> Exercise: From the data below, return the exact lines starting at the line containing "a recorded row." and ending at the line containing "active; row removed.", both included, and nothing else.

> Supplied data:
PR #1004, opened 2026-07-10
feat(backup): complete #907 crontab→systemd-timer migration + Backup tab overhaul

WingedGuardian:
## Why

The dashboard **Backup tab misreported backup state** — showing "Not scheduled" while backups actually ran and succeeded every 6h on both tiers. Root cause: `genesis-server.service` runs `NoNewPrivileges=yes`, which neutralizes the setgid `crontab` binary, so `crontab -l` returns *Permission denied* from inside the service. The crontab **read and write** paths were both silently dead.

PR #907 already established the policy (systemd `genesis-backup.timer`, installed-but-disabled) and removed crontab from onboarding — but never migrated the dashboard. **This completes #907**: the tab now drives the timer over `systemctl --user` (D-Bus, unaffected by `NoNewPrivileges` — the same path `services.py` uses), and finally answers the four questions the old tab couldn't: *is it running, where, on what schedule, what can I change.*

## What changed

**Route (`backup.py`)** — crontab helpers → `_timer_state` / `_set_timer_schedule` (OnCalendar drop-in with an additive-reset) / `_set_timer_enabled`:
- `GET /status`: drops `cron_schedule`; adds `schedule` (timer state) + `destinations` (Tier-1 GitHub + Tier-2 off-site health). `last_backup` is **allowlist-projected** so a future status field can't auto-leak through this unauthenticated route; the off-site target is auth-gated.
- `GET/POST /config`: preset `schedule_interval` (3h/6h/12h/daily) + on/off. Disable path skips interval validation.
- `POST /trigger`: `systemctl --user start --no-block genesis-backup.service` — same unit the timer fires (fixes a latent bug where an in-process `bash backup.sh` under the hardened server namespace would break gpg/tmp), and `--no-block` avoids the `Type=oneshot` blocking-start hang.

**Script (`backup.sh`)** — `_write_status` enriched: `tier2_backend`, `snapshot_id`, `snapshot_count`, `pruned_count` (JSON `null` until the GFS prune runs), `tier1_pushed`.

**Frontend** — health headline, at-a-glance schedule line, a **destinations block that makes the off-site NAS visible** (backend, retained-snapshot count, latest id; target only when authenticated), preset-interval dropdown + toggle. Redundant read-only card removed.

**Docs** — SETUP.md: dashboard-managed timer + legacy-crontab removal note.

## Testing

[...]

PR #1005, opened 2026-07-10
fix(backup): resolve Tier-2 backend via backward-compat (NAS-only → smb)

WingedGuardian:
## Why

Follow-up to #1004, found during live E2E. A NAS-only install — `GENESIS_BACKUP_NAS` set with **no** explicit `GENESIS_BACKUP_TIER2_BACKEND` selector, the common legacy setup — resolves to `smb` in `backup_backends.sh` (`_backend_resolve`), but the dashboard read the selector env directly and reported backend **`none`**.

Two problems:
1. **Misreport** — the off-site destination showed "Not configured" even though NAS backups succeed (exactly the "where do backups actually go" confusion this work set out to fix).
2. **Footgun** — the config form loaded `none`, and since `saveBackupConfig` always sent `tier2_backend`, a save could write `GENESIS_BACKUP_TIER2_BACKEND=none` and **silently disable off-site backups**.

## Fix

- `_resolved_backend()` mirrors `backup_backends.sh:_backend_resolve` (explicit selector wins; NAS-only → `smb`; else `none`). Used by `/config` GET and `_destinations`' fallback. The status-file `tier2_backend` still wins once the enriched script has run — this covers the config dropdown and the pre-first-run window.
- `saveBackupConfig` only sends `tier2_backend` when the user actually changed it, so a plain save no longer pins an explicit selector over the backward-compat resolution.

## Tests

`test_resolved_backend_backward_compat`, `test_get_config_backend_backward_compat`, `test_status_destinations_backend_backward_compat` (31 pass total). Verified live: after the first enriched backup run, `/status` shows `tier2.backend: "smb"`.

### DIFF
--- a/src/genesis/dashboard/routes/backup.py
+++ b/src/genesis/dashboard/routes/backup.py
@@ -42,10 +42,7 @@ _BACKUP_DIR = _HOME / "backups" / "genesis-backups"
 # Systemd user units (source of truth for the backup schedule).
 _TIMER_UNIT = "genesis-backup.timer"
 _SERVICE_UNIT = "genesis-backup.service"
-_TIMER_DROPIN = (
-    _HOME / ".config" / "systemd" / "user"
-    / "genesis-backup.timer.d" / "schedule.conf"
-)
+_TIMER_DROPIN = _HOME / ".config" / "systemd" / "user" / "genesis-backup.timer.d" / "schedule.conf"
 
 # Preset schedules exposed by the dashboard. The value is the SHORT OnCalendar
 # spec we write into the drop-in; systemd normalises it on load to the long form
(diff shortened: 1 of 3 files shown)


WingedGuardian (commented):
**First-pass review — PR #1005**

---

### Structural review

**Pattern violations (ERROR):** none found.

**Import hygiene (NOTE):** `_resolved_backend()` opens with a deferred local import:

```python
# src/genesis/dashboard/routes/backup.py — new _resolved_backend()
from genesis.dashboard.routes.secrets import _key_value
```

However, `_key_value` is used directly (no local import) in the existing body of `_destinations()` visible in the same diff, which means it is already a module-level name in this file. The local import is therefore either:
- **redundant** — in which case it should be removed for consistency, or
- **intentional** (e.g. guarding against a circular-import edge case or making the function self-contained) — in which case a one-line comment inside the function explaining why would prevent future readers from deleting it as "obvious cleanup."

No other structural, convention, or coverage findings.

---

**Code diff:** CLEAN — no API keys, tokens, private IPs, SSH keys, or credentials found in added lines. UNC paths in test fixtures (`//host/share`, `//secret-host/share`) are clearly synthetic. `ghp_tok` in the existing URL-stripping test is an obviously truncated fixture, not a real token.

**PR title / body / CHANGELOG:** CLEAN — no language suggesting a secret/credential cleanup or security incident.

---

PR #1006, opened 2026-07-11
feat(observability): surface Model Fusion (deliberate) on the neural monitor

WingedGuardian:
## What

The `deliberate` MCP tool — **Model Fusion** (OpenRouter Fusion: a custom panel-of-models + judge for high-stakes/contested decisions) — POSTs raw httpx **outside** the router and `call_site_recorder`, so it fired completely unobserved: absent from `call_site_last_run` and every dashboard surface. This registers it as a **non-routing call site** so each real run renders on the neural monitor, and seeds it **idle** so the node is always present even before its first run.

Follows the `ambient_arbiter` (#1002) precedent for putting an off-router call site on the monitor, adapted for a non-CC, non-routed paid consult.

## Changes

- **`deliberation_tools.py`** — `_impl_deliberate` records every deliberation via `record_last_run_detached` (the sanctioned detached seam — the health MCP server holds no server DB handle). Best-effort: a failed record is logged and swallowed so it can never break the tool. `success` mirrors `result.error`.
- **`snapshots/call_sites.py`** — `setdefault`-seeds `model_fusion` as **idle** so it renders before its first run (non-routing sites otherwise never appear); no-ops once a `last_run` row has created it **active**. Backend meta layered per-key onto both states for a self-describing payload.
- **`_call_site_meta.py`** — `model_fusion` entry with a manual `cost_policy` (never touches a routing chain, so cost is not auto-derived; no `dispatch`, no `wired:False`).
- **`neural_monitor.html`** — new single-node **"Model Fusion"** subsystem group at free grid cell `[7,7]` + border color + `SITE_META` label (`Fusion`, category `reasoning`).

## Not in `model_routing.yaml` — by design

The Fusion backend never routes through Genesis, so `model_fusion` is **not** a routing call site. The routing site count is unchanged (no `test_config` churn).

## Tests

- `test_deliberation_tools.py` (new): `_impl_deliberate` records `model_fusion` on success/failure, recording is best-effort (recorder exception can't break the tool), and the empty-question short-circuit records nothing.
- `test_call_site_metadata.py`: `call_sites()` seeds `model_fusion` **idle** with no run, and flips **active** with a recorded row.
- Targeted suites green locally (metadata + MCP: 30 passed; health-assembly + config + recorder: 132 passed).

## Verification plan (post-merge)

1. Deploy (code-only: pull main + restart genesis-server) → idle node appears on the monitor with **zero** paid calls.
2. Data-flow: `curl /api/genesis/health` shows `call_sites.model_fusion` idle; synthetic row → flips active; row removed.
3. True E2E: one paid `budget` `deliberate` from a **fresh** session/direct call (the MCP-child recording code only loads on a new CC session) → live node active with the real verdict.

### DIFF
--- a/src/genesis/dashboard/templates/neural_monitor.html
+++ b/src/genesis/dashboard/templates/neural_monitor.html
@@ -466,6 +466,10 @@ const SITE_META = {
         name: 'G. Background', desc: 'Autonomous background sessions for reflections, inbox, and surplus tasks.',
         category: 'core', frequency: 'On demand', costPolicy: 'Subscription',
     },
+    'model_fusion': {
+        name: 'Fusion', desc: 'On-demand panel-of-models consult (OpenRouter Fusion) — synthesized verdict plus explicit dissent for high-stakes decisions. Invoked via the deliberate MCP tool.',
+        category: 'reasoning', frequency: 'On demand (opt-in)', costPolicy: 'Paid (OpenRouter Fusion)',
+    },
     // ── Routing call sites — name + category only (desc/frequency/costPolicy from backend) ──
     '3_micro_reflection': { name: 'Micro Reflect', category: 'reflection' },
     '4_light_reflection': { name: 'Light Reflect', category: 'reflection' },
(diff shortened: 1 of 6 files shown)


WingedGuardian:

---

WingedGuardian:
Addressed the Codex **P2** (wired-idle mislabeled as groundwork) in 041d78e2: the monitor now special-cases a `status_reason === 'WIRED'` idle node — detail panel shows *"Idle — on-demand (not yet run)"* with a truthful "wired and available" banner, and the grid tooltip reads *"On-demand · not yet run"* instead of *"Groundwork"*. Guard is specific (true groundwork sites are all `wired=False` with non-WIRED reasons), and the seed's `status_reason=="WIRED"` is now locked by the snapshot test.

PR #1007, opened 2026-07-11
feat(guardian): F.0 — verify redeploy tree integrity before recording deploy

WingedGuardian:
## What & why

The guardian `redeploy` verb recorded `deploy_state.deployed_commit` verbatim from the SSH arg, with **tar's exit code as the only gate**. A truncated/corrupt tar stream — or an archive built with the wrong pathspec — could overwrite a healthy install and leave a good-looking `deploy_state.json` that every downstream drift check (`watchdog` code-drift, gateway-staleness, `update.sh` reconcile) then trusts. This is the credential/git-metadata resiliency track's deploy-integrity gap.

## Gateway (`guardian-gateway.sh`)

- `redeploy` accepts an optional 2nd arg = **sha256 of the tar stream**. The stream is spooled and its sha verified **before** the running guardian is disturbed (timer up, no backup churn), so a bad transfer can't touch a healthy install.
- **Required-file gate checks the archive contents** (`tar -tf` membership), not the extracted tree. The install is a **merge extract** so host-specific `config/guardian.yaml` + `secrets.env` (which live in the install dir but are *not* in the archive) survive — a post-extract check would be masked by stale files. Membership catches wrong-pathspec / partial archives, also pre-extraction.
- `deploy_state` gains `tree_sha256`; `version` advertises `redeploy_verify` + the deployed tree sha (folded into the existing `deployed_commit` read — one python spawn, since `version` runs every tick).
- Legacy 1-arg `redeploy <hash>` still works (sha skipped) for mid-rollout old gateways.
- An EXIT trap guarantees the guardian timer is restarted even if a post-stop step aborts under `set -e` (a failed self-update/cp/write must never leave the guardian DOWN); best-effort cp steps are `|| true`-guarded.
- Both arg validators hardened to bash `[[ =~ ]]` (not line-oriented `echo | grep`).

## Sender (`update.sh`)

- Materializes the archive to a `~/tmp` file (big-temp discipline), hashes it, sends the sha-checked form; falls back to the bare 1-arg form (old gateway), then `update`+retry (gateway with no redeploy verb). `mktemp` guarded so an unwritable `~/tmp` skips redeploy non-fatally rather than aborting the run.

## Tests

`tests/test_guardian/test_gateway_redeploy.py` (real script, sandboxed `$HOME`): verified + legacy deploy, sha mismatch leaves install untouched + timer never stopped, missing-member + corrupt-tar rejected pre-extract, **timer restarted when a post-stop step aborts**, broken `.local/bin` doesn't abort the deploy, `version` fields. Structural guards + `bash -n` in `test_update_host_sync.py`. shellcheck + ruff clean; 46 guardian/script tests green locally.


WingedGuardian:
Structural review: no pattern violations (ERROR). No import hygiene, missing-coverage, or Genesis-convention issues (WARNING).

**NOTE** `tests/test_guardian/test_gateway_redeploy.py` line 138 — misleading inline comment

The comment reads:
```
# New tree actually landed; old sentinel gone (clean extract, backup pruned).
```
The gateway performs a **merge** extract (`tar -xf "$SPOOL" -C "$INSTALL_DIR"`) — the PR's own inline docs explain this is intentional so host-specific files like `config/guardian.yaml` survive. That means `OLD_SENTINEL` is *not* removed by the deploy; it stays in the install dir. The assertion below the comment is correct (it only checks that the new `__init__.py` arrived, and that the spool file was cleaned up), but the "old sentinel gone" wording misrepresents merge-extract semantics and could mislead a future reader into expecting wipe-first behaviour. Incidentally, the `sandbox` fixture's own docstring correctly says "a sentinel that must survive any rollback." Suggested fix: drop "old sentinel gone" or replace with "merge extract adds new files; host-only files survive; deploy-backup pruned on success."

---

PII/Secrets/Wording scan: CLEAN — no hard blocks, no soft warnings, no wording issues in PR title or body.

---

WingedGuardian:
Fixed in bdb60530 — the unguarded 1-arg fallback is now gated on the gateway's `redeploy_verify` capability (parsed from the `version` output already fetched). A verify-capable gateway that rejects the verified form (e.g. sha mismatch) is reported non-fatal and retried next run; the bare form is only used for gateways that don't advertise the capability. Good catch — this was the crux of F.0.

WingedGuardian:
Re: the re-posted P1 at update.sh:278 — this is already fixed in this same commit. The bare-form `elif _redeploy_ssh "redeploy $DEPLOY_HASH"` is now guarded by the preceding `elif [ "$_gv_verify_capable" = 1 ]`: a verify-capable gateway that fails the verified form takes the non-fatal branch and **never reaches** the unguarded retry. The bare form is only evaluated when the gateway does NOT advertise `redeploy_verify` (genuinely old). Merging with a documented override since the finding is fixed, not accepted.

PR #529, opened 2022-10-13
Add StructOpt::gen_help to generate help string

yanganto:
Hi there,
Thanks for providing this fantastic crate, I love it so much.

If there is a way to generate the help string from `struct` directly will be really helpful for me.

This method may be a good idea to do.
`<Opt as StructOpt>::gen_help()`

Such that I can avoid getting the help string by calling the program itself again like following
https://github.com/yanganto/s3rs/blob/master/src/command/mod.rs#L539-L547

If there is anything more I can do in this PR please kindly let me know.
Thank you for reviewing.

### DIFF
--- a/examples/gen_help.rs
+++ b/examples/gen_help.rs
@@ -1,0 +1,25 @@
+use structopt::StructOpt;
+
+/// A basic example
+#[derive(StructOpt, Debug)]
+#[structopt(name = "basic")]
+struct Opt {
+    /// Activate debug mode
+    #[structopt(short, long)]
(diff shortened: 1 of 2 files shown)


TeXitoi:
Hi.

StructOpt does not get new features. The complete functionalities are now present in clap since v3, so new features go on clap.

Also, note that you can implement this from outside structopt, so this PR will not solve something that's not solvable from the outside.

Thanks for the contribution.

yanganto:
Got it, thanks for the info.

PR #532, opened 2023-06-29
tests: fix overridable()

Lencerf:
Tested:
cargo test -p structopt --test rename_all_env


TeXitoi:
Thanks. Don't forget that structopt is in maintenance, you should now use clap.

> Final answer:
- `test_call_site_metadata.py`: `call_sites()` seeds `model_fusion` **idle** with no run, and flips **active** with a recorded row.
- Targeted suites green locally (metadata + MCP: 30 passed; health-assembly + config + recorder: 132 passed).

## Verification plan (post-merge)

1. Deploy (code-only: pull main + restart genesis-server) → idle node appears on the monitor with **zero** paid calls.
2. Data-flow: `curl /api/genesis/health` shows `call_sites.model_fusion` idle; synthetic row → flips active; row removed.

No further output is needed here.